EventID 21405 containing message ‘The process started at x failed to create y, no errors detected in the output. The process exited with 1’ was shown many times in the OpsMgr eventlog of that server:
CSS to the rescue
And no matter what we did and tried, like this solution, helped. So finally Microsoft Customer Support Services (CSS) was contacted and a case opened. It took some time since the server itself had to be traced and logged TOTALLY. Which couldn’t be done during production hours.
Cause & Solution
Finally a giant log file was created and sent out to CSS for thorough investigation.

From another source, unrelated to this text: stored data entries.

Issue #4228, opened 2022-08-05
Deleting worksheet with compiler error does not clear


matthughes:
### Describe the bug

Given a worksheet with a compiler error, delete the offending worksheet.  Metals/VsCode continue to report errors in this non-existent file.  The only work around I've found is to stop metals/blow away .bloop/.metals directory and reimport.

### Expected behavior

Deleted files should not report compiler errors.

### Operating system

macOS

### Editor/Extension

VS Code

### Version of Metals

v0.11.7

### Extra context or search terms

worksheet error

PR #4233, opened 2022-08-08
bugfix: Remove worksheet diagnostics on close

tgodzik:
Fixes https://github.com/scalameta/metals/issues/4228

### DIFF
--- a/metals/src/main/scala/scala/meta/internal/metals/Diagnostics.scala
+++ b/metals/src/main/scala/scala/meta/internal/metals/Diagnostics.scala
@@ -98,16 +98,20 @@ final class Diagnostics(
         syntaxError(path) = diagnostic
         publishDiagnostics(path)
       case _ =>
-        onNoSyntaxError(path)
+        onClose(path)
     }
   }
 
-  def onNoSyntaxError(path: AbsolutePath): Unit = {
-    syntaxError.remove(path) match {
-      case Some(_) =>
+  def onClose(path: AbsolutePath): Unit = {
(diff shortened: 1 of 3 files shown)


metals/src/main/scala/scala/meta/internal/metals/Diagnostics.scala
```diff
@@ -98,16 +98,20 @@ final class Diagnostics(
...
-      case Some(_) =>
+  def onClose(path: AbsolutePath): Unit = {
+    val diags = if (path.isWorksheet) {
+      diagnostics.remove(path).toList.flatMap(_.asScala) ++
+        syntaxError.remove(path)
+    } else syntaxError.remove(path).toList
+    diags match {
+      case Nil =>
+        () // Do nothing, there was no previous error.
+      case _ =>
```
kpodsiad, line 113: `onClose` called from `onSyntaxError` seems a bit strange. What do you think about:
- adding some private method called e.g. `clearDiagostiscFor`
- `onClose` and `case _  =>` in `onSyntaxError` can call `clearDiagostiscFor`
- `clearDiagostiscFor` will have scaladoc which will explain where it's used

kpodsiad (approved):

dos65 (approved):

metals/src/main/scala/scala/meta/internal/metals/Diagnostics.scala
tgodzik: Och, forgot about the comment. I will change that in another PR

Soon the answer came in: ‘…changing the size of the desktop heap could fix it…’. CSS referred to two KB articles on how to do that, based on various OS types:
- For Windows 2008 and later: http://support.microsoft.com/kb/947246/en-us
- For Windows 2003: http://support.microsoft.com/kb/184802/en-us
After applying the fix as described in the KB article, all was well again.

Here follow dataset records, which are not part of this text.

PR #4234, opened 2022-08-08
fix: type completions additonal fixes

dos65:
- fixes completion for term symbol that aren't method
- allow object at type completion pos

 should include a fix for #4224

### DIFF
--- a/mtags/src/main/scala-3/scala/meta/internal/pc/completions/Completions.scala
+++ b/mtags/src/main/scala-3/scala/meta/internal/pc/completions/Completions.scala
@@ -64,99 +64,105 @@ class Completions(
     case (_: Ident) :: (_: SeqLiteral) :: _ => false
     case _ => true
 
-  /**
-   * It shows the conditions of the code in the cursor position, with
-   * respect to assessing
-   *  1. whether it makes semantic sense to complete
-   *  the position with symbols that are `class`, `trait`,
-   *  `abstract`, `object`, or method
-   *  1. whether it would make syntactic sense to add `[]` `()` or `{}`
-   *  suffixes to the symbols suggested for completion.
-   *
-   *  Note: In the comments `@@` represents the cursor position.
-   *
-   * @param isTypePosition if this is the position for defining a type such as
-   *                       `val a: In@@` or `def i: scala.IndexedSe@@`
-   * @param isNewPosition if it is the position for instantiation after
-   *                      the new keword, as in `new Fil@@`
-   * @param isInstantiationOrMethodCallPos if it is the position for method call or
-   *                                       instantiation as in `object A{ MyCaseClas@@ }`
-   * @param noSquareBracketExists if there is already a square bracket in the position as in
-   *                              `val a: IndexedMa@@[]`
-   */
-  private case class CursorPositionCondition(
-      isTypePosition: Boolean,
-      isNewPosition: Boolean,
-      isInstantiationOrMethodCallPos: Boolean,
-      noSquareBracketExists: Boolean,
-  ):
+  enum CursorPos:
+    case Type(hasTypeParams: Boolean, hasNewKw: Boolean)
+    case Term
+    case Import
 
-    def isObjectValidForPos = (!isTypePosition && !isNewPosition)
+    def include(sym: Symbol)(using Context): Boolean =
+      val generalExclude =
+        isUninterestingSymbol(sym) ||
+          !isNotLocalForwardReference(sym) ||
+          sym.isPackageObject
 
-    /**
-     * classes and traits are type symbols. They are not suitable for
-     *        instantiation or method call positions. Only apply methods and objects
-     *        can be used in such positions.
-     */
-    def isClassOrTraitValidForPos = !isInstantiationOrMethodCallPos
-    def isMethodValidForPos = !isTypePosition
+      if generalExclude then false
+      else
+        this match
+          case Type(_, _) if sym.isType => true
+          case Type(_, _) if sym.isTerm =>
+            /* Type might be referenced by a path over an object:
+             * ```
+             * object sample:
+             *    class X
+             * val a: samp@@le.X = ???
+             * ```
+             * ignore objects that has companion class
+             *
+             * Also ignore objects that doesn't have any members.
+             * By some reason traits might have a fake companion object(example: scala.sys.process.ProcessBuilderImpl)
+             */
+            val allowModule =
+              sym.is(Module) &&
+                (sym.companionClass == NoSymbol && sym.info.allMembers.nonEmpty)
+            allowModule
+          case Term if sym.isTerm || sym.is(Package) => true
+          case Import => true
+          case _ => false
+      end if
+    end include
 
-    def isParanethesisValidForPos = !isTypePosition
-    def isSquareBracketsValidForPos = noSquareBracketExists
-      && (isTypePosition || isNewPosition || isInstantiationOrMethodCallPos)
+    def allowBracketSuffix: Boolean =
+      this match
+        case Type(hasTypeParams, _) => !hasTypeParams
+        case _ => false
 
-    /**
-     * as in ```new MyTrait@@```
-     */
-    def isCurlyBracesValidForPos = isNewPosition
-  end CursorPositionCondition
+    def allowTemplateSuffix: Boolean =
+      this match
+        case Type(_, hasNewKw) => hasNewKw
+        case _ => false
 
-  private lazy val cursorPositionCondition =
+  end CursorPos
+
+  private lazy val cursorPos =
     calculateTypeInstanceAndNewPositions(path)
 
   private def calculateTypeInstanceAndNewPositions(
       path: List[Tree]
-  ): CursorPositionCondition =
+  ): CursorPos =
     path match
+      case (_: Import) :: _ => CursorPos.Import
+      case _ :: (_: Import) :: _ => CursorPos.Import
       case (head: (Select | Ident)) :: tail =>
         // https://github.com/lampepfl/dotty/issues/15750
         // due to this issue in dotty, because of which trees after typer lose information,
         // we have to calculate hasNoSquareBracket manually:
-        val hasNoSquareBracket =
+        val hasSquareBracket =
           val span: Span = head.srcPos.span
           if span.exists then
             var i = span.end
             while i < (text.length() - 1) && text(i).isWhitespace do i = i + 1
 
-            if (i < text.length()) then text(i) != '['
-            else true
+            if (i < text.length()) then text(i) == '['
+            else false
           else false
+
+        def typePos = CursorPos.Type(hasSquareBracket, hasNewKw = false)
+        def newTypePos =
+          CursorPos.Type(hasSquareBracket, hasNewKw = true)
+
         tail match
-          case (v: ValOrDefDef) :: _ =>
-            if v.tpt.sourcePos.contains(pos) then
-              CursorPositionCondition(true, false, false, hasNoSquareBracket)
-            else
-              CursorPositionCondition(false, false, false, hasNoSquareBracket)
-          case New(selectOrIdent: (Select | Ident)) :: _ =>
-            if selectOrIdent.sourcePos.contains(pos) then
-              CursorPositionCondition(false, true, false, hasNoSquareBracket)
-            else
-              CursorPositionCondition(false, false, false, hasNoSquareBracket)
-          case (a @ AppliedTypeTree(_, args)) :: _ =>
-            if args.exists(_.sourcePos.contains(pos)) then
-              CursorPositionCondition(true, false, false, hasNoSquareBracket)
-            else CursorPositionCondition(false, false, false, false)
-          case (_: Import) :: _ =>
-            CursorPositionCondition(false, false, false, hasNoSquareBracket)
+          case (v: ValOrDefDef) :: _ if v.tpt.sourcePos.contains(pos) =>
+            typePos
+          case New(selectOrIdent: (Select | Ident)) :: _
+              if selectOrIdent.sourcePos.contains(pos) =>
+            newTypePos
+          case (a @ AppliedTypeTree(_, args)) :: _
+              if args.exists(_.sourcePos.contains(pos)) =>
+            typePos
+          case (Template(constr, parents, self, _)) :: _
+              if (constr :: self :: parents).exists(
+                _.sourcePos.contains(pos)
+              ) =>
+            typePos
           case _ =>
-            CursorPositionCondition(false, false, true, hasNoSquareBracket)
+            CursorPos.Term
         end match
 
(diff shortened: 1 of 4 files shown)


mtags/src/main/scala-3/scala/meta/internal/pc/completions/Completions.scala
```diff
@@ -64,99 +64,105 @@ class Completions(
...
-     * as in ```new MyTrait@@```
-     */
-    def isCurlyBracesValidForPos = isNewPosition
-  end CursorPositionCondition
-
-  private lazy val cursorPositionCondition =
+  enum CursorPos:
+    case Type(hasTypeParams: Boolean, hasNewKw: Boolean)
+    case Term
+    case Import
```
dos65, line 70: @vzmerr I'm sorry that I missed that thing in your initial PR.
In general this was correct but I reworked it a bit at to operate over a rule that we have 3 types of completions.
It's either a type or term or import.
So, having it we can safely filter out symbols: non type at TypePos, non Term at TermPos. For Import it's ok to reference Term and Type.

mtags/src/main/scala-3/scala/meta/internal/pc/completions/Completions.scala
```diff
@@ -547,25 +538,6 @@ class Completions(
...
-
-    private def isNotAMethodOrMethodIsValidForPos(sym: Symbol) =
-      cursorPositionCondition.isMethodValidForPos || !sym.is(
-        Flags.Method
-      ) // !sym.info.typeSymbol.is(Flags.Method) does not detect Java methods
-
-    private def isNotClassOrTraitOrTheyAreValidForPos(sym: Symbol) =
-      cursorPositionCondition.isClassOrTraitValidForPos ||
-        sym.is(Flags.Method) ||
-        !sym.isClass && !sym.info.typeSymbol.is(Trait)
```
dos65, line 567: This was not correct because symbol might be at least also a ValDef.
Also, my suggestion of checking if it's a trait over a `.info` was wrong :facepalm: 
```scala
def foo(param: java.util.List[A]): Unit =
  para@@ // <- here param is not a Method
        // <- also `sym.info.typeSymbol.is(Trait) == true` here because the of param is `java.util.List` 
```

mtags/src/main/scala-3/scala/meta/internal/pc/completions/Completions.scala
vzmerr: Thanks for working on this. May I know the cases where we had the regressions?

tests/cross/src/test/scala/tests/pc/CompletionWorkspaceSuite.scala
```diff
@@ -344,21 +344,11 @@ class CompletionWorkspaceSuite extends BaseCompletionSuite {
     """|import java.util.ArrayDeque
        |object Main {
        |  def foo(): Unit = null match {
-       |    case x: ArrayDeque[$0] =>
```
vzmerr, line 347: ArrayDeque takes type parameters. doesn't it? So why is this removed?

mtags/src/main/scala-3/scala/meta/internal/pc/completions/Completions.scala
vzmerr: This method is only excluding class or trait where they are not valid for pos. It does not affect `ValDef`

mtags/src/main/scala-3/scala/meta/internal/pc/completions/Completions.scala
dos65: These two:
https://github.com/scalameta/metals/pull/4234/files#diff-9ab9c5f7b86393976b3619ea86ddef73737390ca43e2a3d8ce27d66aa1f576e7R1534-R1570

tests/cross/src/test/scala/tests/pc/CompletionWorkspaceSuite.scala
vzmerr: The current one doesn't compile. It should have type parameters.

mtags/src/main/scala-3/scala/meta/internal/pc/completions/Completions.scala
vzmerr: My current PR on object completion also brings substantial change, based on the existing code. Now, if we use this reworked code, how can we work that out?

tests/cross/src/test/scala/tests/pc/CompletionSuite.scala
```diff
@@ -1522,4 +1531,42 @@ class CompletionSuite extends BaseCompletionSuite {
...
+       |""".stripMargin,
+    compat = Map(
+      "2" ->
+        """|first: List[Int]
+           |""".stripMargin
+    ),
+  )
+
+  check(
+    "object-at-type-pos",
```
vzmerr, line 1555: this one passes on the other PR's branch

tests/cross/src/test/scala/tests/pc/CompletionSuite.scala
```diff
@@ -1522,4 +1531,42 @@ class CompletionSuite extends BaseCompletionSuite {
     ),
   )
 
+  check(
+    "class-members-trait-issue",
```
vzmerr, line 1535: this one is failing on the other PR's branch. Can we solve it in another way without a total rework, since now on this  branch we have the regression of not adding type parameter square brackets in here.

tests/cross/src/test/scala/tests/pc/CompletionSuite.scala
vzmerr: passing on the new PR I created for allowing objects at type pos.

tests/cross/src/test/scala/tests/pc/CompletionSuite.scala
vzmerr: perhaps, we can just remove the filter for `isNotClassOrTraitOrTheyAreValidForPos` for now to fix this regression.

vzmerr: by simply adding `|| sym.isTerm` to `isNotClassOrTraitOrTheyAreValidForPos` the regression would be solved.

tests/cross/src/test/scala/tests/pc/CompletionWorkspaceSuite.scala
dos65: I would turn into an issue after merge

I don't know why it's completed with `[]` in the main branch. 
There is no handler that marks this position by `isTypePosition` for the tree in main  or this case here: 
https://github.com/scalameta/metals/blob/c328f0925e9692b493aba395492ae03fd36da424/mtags/src/main/scala-3/scala/meta/internal/pc/completions/Completions.scala#L121-L152
While the tree is: `Ident(ArrayDeque), Typed(Ident(_),Ident(ArrayDeque)), Bind(x,Typed(Ident(_),Ident(ArrayDeque))), CaseDef(Bind(x,Typed(Ident(_),Ident(ArrayDeque)))`

vzmerr: Perhaps, this would lead to not adding square brackets also in other positions. Also, what about the other PR with substantial changes that would not be usable after this merge? Also, this is at the last minute, what if it introduces other problems? The regression can be solved by simply adding `|| sym.isTerm` in `isNotClassOrTraitOrTheyAreValidForPos` 
What if the changes of the other PR cannot be reworked on this one?

tanishiking:
Thank you very much @dos65 @vzmerr !
I'm considering maybe we should revert type completions PRs for now, and retry introducing the feature in the next release (0.11.9?).

- https://github.com/scalameta/metals/pull/4174
- https://github.com/scalameta/metals/pull/4174

As @vzmerr mentioned

> Also, this is at the last minute, what if it introduces other problems? The regression can be solved by simply adding || sym.isTerm in isNotClassOrTraitOrTheyAreValidForPos

I'm worried about introducing another problem by this PR (even if adding `|| sym.isTerm` in `isNotClassOrTraitOrTheyAreValidForPos` thing solves this issue) or maybe there's another issue related to type completion. I prefer to skip introducing type completion for 0.11.8 and rework for 0.11.9
What do you think about it? @dos65 @vzmerr FYI @tgodzik @ckipp01

tests/cross/src/test/scala/tests/pc/CompletionWorkspaceSuite.scala
dos65: yep, `isTerm` fixes this case but we also need to deal with objects.
I've checked that tests doesn't pass in your PR.

mtags/src/main/scala-3/scala/meta/internal/pc/completions/Completions.scala
tgodzik: Looks like it's explained by @dos65  : `sym.info.typeSymbol.is(Trait) == true`

tests/cross/src/test/scala/tests/pc/CompletionSuite.scala
tgodzik: I think this refactoring is fine and might be more maintainable.

tgodzik (commented):
> Thank you very much @dos65 @vzmerr ! I'm considering maybe we should revert type completions PRs for now, and retry introducing the feature in the next release (0.11.9?).
> 
> * [Scala 3 type completion #4174](https://github.com/scalameta/metals/pull/4174)
> * [bugfix: Show package completions #4223](https://github.com/scalameta/metals/pull/4223)
> 
> As @vzmerr mentioned
> 
> > Also, this is at the last minute, what if it introduces other problems? The regression can be solved by simply adding || sym.isTerm in isNotClassOrTraitOrTheyAreValidForPos
> 
> I'm worried about introducing another problem by this PR (even if adding `|| sym.isTerm` in `isNotClassOrTraitOrTheyAreValidForPos` thing solves this issue) or maybe there's another issue related to type completion. I feel it would be safer if we skip introducing type completion for 0.11.8 and rework for 0.11.9 What do you think about it? @dos65 @vzmerr FYI @tgodzik @ckipp01

That would be safest to do probably right now. We could revert the 2 PRs then squash the commits from those two PRs with this one and continue working on this in a new PR that would also handle cases @vzmerr worked on.

@tanishiking could you create the revert and modify the release notes? We would go ahead with the release then to unblock all the waiting PRs.

dos65:
> I'm considering maybe we should revert type completions PRs for now, and retry introducing the feature in the next release (0.11.9?).

@tanishiking Yep, good idea. It seems that we need an additional time to cover all cases (like patterns in case def but I think there should be more) properly and test them before release.

tanishiking:
Thank you, everyone. Let's revert those PRs for now and go on the release.

vzmerr:
> Thank you very much @dos65 @vzmerr ! I'm considering maybe we should revert type completions PRs for now, and retry introducing the feature in the next release (0.11.9?).
> 
> * [Scala 3 type completion #4174](https://github.com/scalameta/metals/pull/4174)
> * [bugfix: Show package completions #4223](https://github.com/scalameta/metals/pull/4223)
> 
> As @vzmerr mentioned
> 
> > Also, this is at the last minute, what if it introduces other problems? The regression can be solved by simply adding || sym.isTerm in isNotClassOrTraitOrTheyAreValidForPos
> 
> I'm worried about introducing another problem by this PR (even if adding `|| sym.isTerm` in `isNotClassOrTraitOrTheyAreValidForPos` thing solves this issue) or maybe there's another issue related to type completion. I feel it would be safer if we skip introducing type completion for 0.11.8 and rework for 0.11.9 What do you think about it? @dos65 @vzmerr FYI @tgodzik @ckipp01

Yes, I think this is the best route. There will be enough time to see if also my new PR can be reworked on this one; and whether this new approach can catch and cover all the cases.

mtags/src/main/scala-3/scala/meta/internal/pc/completions/Completions.scala
```diff
@@ -64,99 +64,105 @@ class Completions(
...
+            CursorPos.Term
         end match
 
       case (_: TypeTree) :: TypeApply(Select(newQualifier: New, _), _) :: _
           if newQualifier.sourcePos.contains(pos) =>
-        CursorPositionCondition(false, true, false, true)
+        CursorPos.Type(hasTypeParams = false, hasNewKw = true)
 
-      case _ => CursorPositionCondition(false, false, false, true)
+      case _ => CursorPos.Term
```
vzmerr, line 165: why is this TermPos? It does not differentiate between `CursorPositionCondition(false, false, true, hasNoSquareBracket)` and this one

mtags/src/main/scala-3/scala/meta/internal/pc/completions/Completions.scala
```diff
@@ -64,99 +64,105 @@ class Completions(
...
-              CursorPositionCondition(true, false, false, hasNoSquareBracket)
-            else
-              CursorPositionCondition(false, false, false, hasNoSquareBracket)
-          case New(selectOrIdent: (Select | Ident)) :: _ =>
-            if selectOrIdent.sourcePos.contains(pos) then
-              CursorPositionCondition(false, true, false, hasNoSquareBracket)
-            else
-              CursorPositionCondition(false, false, false, hasNoSquareBracket)
-          case (a @ AppliedTypeTree(_, args)) :: _ =>
-            if args.exists(_.sourcePos.contains(pos)) then
```
vzmerr, line 146: in here, it was intentional that the `if` guard was no put in the case. It creates a different logic when you add the guard to case. The `else` is different with the last `_` case that we have.

vzmerr: I think the tweaking of logic in here, is the cause of not inserting square bracket in the test that is not passing.
`pprints` would be showing that.

tanishiking (approved):
What is the status of this PR? I took a look and its LGTM 💯 

We talked with @dos65 in person, and we may want to re-work on type of completion stuff, but we can work on it in another PR (as this PR already fixed some regressions 👍 ).

### what kind of re-work we talked about?
Currently, type completion filters out "non-compilable completions" such as `Foo` (where `Foo` should have type parameters list `Foo[Int]`).

However, it would be nice if we provide both `Foo` (with lower priority) and `Foo[$0]` (with higher priority) instead of filtering out `Foo` (without brackets). Providing both of them makes Metals easier to introduce unexpected regressions.

---

(side note) My thoughts on completions in IDE

I believe completing just `Foo` is still fine as I don't expect completions to be compilable out of the box. Completions provide some help to developers, they don't need to be "semantically correct".

For example,

```scala
def foo(x: Int) = ???
val aaa: Int = 1
val abb: String = "1"

foo(a@@) // should we filter out `abb` from completion items
// because `abb`'s return type is String
// whereas `foo` should receive Int parameters?

// I don't think so, maybe users want to type `abb.toInt` after completing `abb`
```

So somehow somewhere the heap size wasn’t correct anymore which caused the scripts to fail. It turned out that it wasn’t a SCOM issue at all, but that the SCOM Agent made the issue with the server visible.
Using SCOM to detect heap size issues
The key customer has created a Monitor in SCOM which scans all servers for EventID 21405 and alerts upon it. So whenever a server is having heap size issues they’ll know it and know the fix for it as well.